Наталья не находила себе места. Вышла, дура, замуж, чтоб выйти, чтоб не торчать в глазу
Может, это дурь, а может, нестоящая ерунда, но надо поговорить с родными.
Она собиралась быстро, как всегда умела. Откуда ей было знать, что род имеет еще одно значение — преисподняя, ад, что просто когда-то обмишурились переводчики, потеряли букву. Вот и взыгрывает слово своей адской сутью, издеваясь над людьми, припадающими к искаженному слову.
Наталья домчалась быстро, ей открыл Кулачев — как говорится, на него рассчитано не было; Маша лежала бледная и осунувшаяся, вот уж точно — бабушка своего сына.
Но никто с ней не хотел поделиться — «все хорошо», «все хорошо», но она ведь видела — плохо. Потетешкала малыша, между делом как бы спросила, как дела у Алки.
Определилась ли она как-то в жизни или так и будет хвостиком у грузинского паренька?
— Теперь нас не спрашивают, — сказал Кулачев.
— Ну, спрашивать никогда не спрашивали, — ответила Наталья, — но общее понятие, правило, как надо, существовало. А потом его кошка языком слизала.
— Ты правильно сказала, — Мария Петровна поднялась на подушках, — общее правило было, а свое, личное, считали чушью. Теперь и общего нет, и личное понятие пробивается сквозь асфальт.
— И какое имя у асфальта? — насторожилась; Наталья. Она в этом доме всегда настораживалась.
— Бездушие, зло…
— А, это, — засмеялась Наталья, — оно. Маша, от дьявола. Бог лишает разума, дьявол отнимает душу. Что заслужили, то и получаем. А девчонка растет беспутная, не в смысле гулящая, а в смысле без пути. Вы, дорогие мои, маленьким занимаетесь, а большая от рук отбивается.
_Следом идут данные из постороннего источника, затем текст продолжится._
PR #211, opened 2018-11-27
Test TransactionID generation

earlgreyz:
Allow for mocking a `"crypto/rand"` function in dhcpv6 and improve unit tests.

`randomReadMock` is a standalone function without `mock.Mock` from the testify suite due to multiple errors of `testify/mock` library not properly supporting type aliases (`byte = uint8`) https://github.com/stretchr/testify/issues/692, and the same occurs when using `mock.Anything` (for `[]byte`).

### DIFF
--- a/dhcpv6/dhcpv6_test.go
+++ b/dhcpv6/dhcpv6_test.go
@@ -1,12 +1,15 @@
 package dhcpv6
 
 import (
+	"crypto/rand"
 	"encoding/binary"
+	"errors"
 	"net"
 	"testing"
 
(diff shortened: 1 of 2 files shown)


earlgreyz:
Suite takes care of cleaning up the function pointer, since it's a global var I want to ensure it's not affecting any other test that might use the actual generator. If it wasn't for the suite we'd need a manual `recover` function (when a `require.*` is not met since it stops the function execution and the function pointer wouldn't have been replaced back).

PR #217, opened 2018-11-29
interfaces: added package with interface facilities

insomniacslk:
There are several places that may benefit from a package with interface facilities, see  https://github.com/systemboot/systemboot/pull/73 for context

### DIFF
--- a/README.md
+++ b/README.md
@@ -14,6 +14,7 @@ The library is split into several parts:
 * `iana`: several IANA constants, and helpers used by `dhcpv6` and `dhcpv4`
 * `rfc1035label`: simple implementation of RFC1035 labels, used by `dhcpv6` and
   `dhcpv4`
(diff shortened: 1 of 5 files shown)


pmazzini:
The same changes will need to be applied to `dhcpv4/server_test.go`: https://github.com/insomniacslk/dhcp/blob/master/dhcpv4/server_test.go#L96

insomniacslk:
> The same changes will need to be applied to `dhcpv4/server_test.go`: https://github.com/insomniacslk/dhcp/blob/master/dhcpv4/server_test.go#L96

silly me, I didn't add it to the commit. Added now

pmazzini:
Should the `README.md` also be updated if a new package is added?

insomniacslk:
> Should the `README.md` also be updated if a new package is added?

Done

— Ты что-нибудь знаешь о ней? — спросил Кулачев.
— Ничего не знаю, но у меня какая-то тревога.
— Не бери в голову, — сказал Кулачев, — она была у нас. Деловая и энергичная.
«Нет, — подумала Наталья. — Не те слова и не тот тон. Она была тут, в результате Маша навзничь, а ты дома у плиты. Не хотите говорить — не надо. А вдруг бы я могла помочь?»
— Наталья гиена, — сказал Кулачев, закрывая за ней дверь.
— Что мы будем делать, Боря? — тихо спросила Мария Петровна.
— Ничего, — сказал он. — Пустой номер. Как он докажет, что это его ребенок? И что Алка знает? Может, Павел Веснин остался Елене должен две тысячи рублей.